Consequentemente, é vital a realização dos programas de privatização já previstos e outros que poderão ser estudados e implantados no futuro, pois além de contribuir para a retomada dos investimentos – mais do que necessários para a geração de empregos e renda, e portanto de crescimento econômico – eles são fundamentais para o desenvolvimento do País e, como efeito colateral de curtíssimo prazo, de fortalecimento do caixa do governo.
Na medida em que o governo abre mão de determinadas atividades econômicas e as transfere para o setor privado – geralmente com maior produtividade - ele tem melhores condições para focar suas principais atribuições, tais como segurança, saúde e educação. Vale, aqui, reproduzir parte do Editorial do Estadão do dia 25 pp (“Uma chance de recomeçar”): “No Brasil, além de racionalidade e eficiência econômica e administrativa, outros motivos justificam a privatização: despolitizar e desaparelhar a gestão pública que, como se sabe, tem sido ineficiente, ideológica e corrupta: estrategicamente obsoleta, politicamente loteada e economicamente ineficiente. A pilhagem e a bandalheira nos contratos e o desperdício, em projetos mal feitos, mal avaliados ou de má-fé, geram perdas econômicas e sociais incalculáveis.
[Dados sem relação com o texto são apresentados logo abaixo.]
PR #8225, opened 2022-10-15
perf(nuxt): improve link prefetching

danielroe:
### ❓ Type of change

### 📚 Description

This PR bundles a number of improvements to the link prefetching feature of `<NuxtLink>`:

É o atraso”.
Estão aí, como exemplos de sucesso, o sistema de telefonia e a Embraer. Como exemplo de insucesso a Eletrobrás. “Privatizar não é, como disse Dilma Rousseff, a respeito da Eletrobrás, ‘abrir mão da segurança energética’. Insegurança foi deixar nas mãos dela... Intervenção estatal não é sinônimo de eficiência ou de segurança. Vender estatais é complemento aos programas de reformas fiscais, de controle e gestão”, comentou Sérgio Lazzarini em artigo para a revista Veja desta semana.
Volto aqui, a repetir o que já escrevi em outros textos. Se a solução para a crise econômica instalada no Brasil passa pelo equilíbrio das contas públicas e a aprovação de algumas reformas (a da Previdência é imprescindível), é necessário que os déficits primários estabelecidos sejam respeitados, tanto para 2017 como para 2018, pois confiança e credibilidade são fundamentais na retomada dos investimentos, notadamente aqueles voltados à infraestrutura de transportes e com decisiva e significativa participação do setor privado. Seja lá qual for o governo.